Em 1813, Jose Saturnino da Costa Pereira publicou um problema resolvido, o qual é a primeira publicação de um artigo sobre matemática, em uma revista especializada, feita por um brasileiro.
Como visto o ambiente matemático criado no Brasil foi fortemente influenciado pela universidade de Coimbra, instituição sem tradição matemática, onde a pesquisa praticamente não existia. Assim apesar do contacto com a matemática produzida na França, através de algumas traduções de livros, os lentes da ARM não estavam preparados para iniciar no Brasil o ciclo de pesquisa matemática.
Após a independência em 1822 a ARM passou a se denominar Imperial Academia Militar, que foi extinta em 9 de março de 1832 e é instituída a Academia Militar e de Marinha do Império do Brasil.

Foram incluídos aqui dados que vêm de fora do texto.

Issue #1728, opened 2020-04-20
As a developer I want the incremental LSP builder to re-generate all changed files when entering clean state


mor-n4:
Terminology: when one or more files are open *and* have unsaved changes, we say the LSP workspace is in "dirty state"; otherwise the workspace is in "clean state".

### Part 1

When leaving dirty state and entering clean state (i.e. saving the last of one or more changed files), the incremental builder must re-generate output files of all N4JS files that have been changed since leaving clean state (i.e. since changing the first file) and re-generate project-state files accordingly as needed. Currently, the builder re-generates only the last saved N4JS file and other N4JS files that are affected by that last file saved.

To reproduce:
1. create a new, empty N4JS project and open it in the LSP client.
2. create two N4JS files: `A.n4js` with `export public class A {}` and file `B.n4js` with `export public class B {}`.
3. execute "N4JS: Rebuild"
4. look at the two output files and assert that they have been generated correctly.
5. open both N4JS files and change the class name in each file *without* saving.
6. now save `A.n4js`.
7. now save `B.n4js` (don't use "save all files" functionality).
8. look at the two output files: only `B.js` has been re-generated; the output file `A.js` still contains the original class name!

Also make sure the project-state file is re-generated correctly (i.e. contains the new class name for `A.n4js`).

### Part 2

Changes in non-opened files must also be considered in this context. When a non-opened file F is changed (i.e. client sends LSP event "didChangeWatchedFiles"), then one of two cases applies:
1. iff the workspace is in dirty state, then F has to be added to the set of files that must be regenerated when entering clean state;
2. iff the workspace is in clean state, then F (and its dependants) must be regenerated immediately.

### ACs

1. add/improve clean/dirty state handling to cover part 1 and 2 above,
2. review clean/dirty state handling in general,
3. add tests (there are already some tests covering this in class `IncrementalBuilderGenerateTest`).

mor-n4:
There already exist some tests for this issue, search code for `FIXME GH-1728`.

mor-n4:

Em 22 de outubro de 1833, houve a separação das armas, passando a do exército a denominar-se Escola Militar da Corte.
Em virtude das mudanças sociais, políticas e econômicas que estavam em curso, como: construções de fábricas, portos, estradas, urbanização de cidades, etc, as elites dominantes perceberam a urgente necessidade da formação de engenheiros civis. Dessa forma por meio do decreto no. 140 de 9 de março de 1842, forma feitas modificações nos estatutos da Escola Militar. Mais precisamente foram instituídas disciplinas de engenharia civil , bem como foi criado o grau de doutor em ciências matemáticas. É a partir de 1848 que começam a ser defendidas as primeiras teses para a obtenção do grau de doutor.
Apesar das modificações introduzidas pelo decreto 140, estas não foram suficientes para enfrentar os desafios existentes. Em 1850 iniciaram em nosso pais a construção de ferrovias, as quais nossos técnicos não possuíam know-how para suas montagens. Ainda assim esta atividade necessita de obras de apoio, como estações, galpões de manutenção, etc, que deveriam ser executadas por brasileiros. Para se ter idéia do panorama deste periodo, sabe-se que de 1851 a 1855, foram construídas 15 Km de ferrovias; de 1856 a 1860, foram construidas 223 Km de ferrovias; de 1861 1 1865 já foram 499 Km e em 1915 o Brasil contava com uma malha ferroviária de 28747 Km de extensão.
Julgava-se que separando o ensino civil do militar poderia-se munir o primeiro de melhores condições para enfrentar estes desafios. Assim passou-se exercer uma forte pressão sobre o imperador no sentido dessas mudanças. Assim em 1o de março de 1858 é assinado o decreto 2116, que implementa as mudanças reivindicadas, e é criada a Escola Central. A seguir apresenta-se alguns artigos do decreto 2116, referentes a Escola Central.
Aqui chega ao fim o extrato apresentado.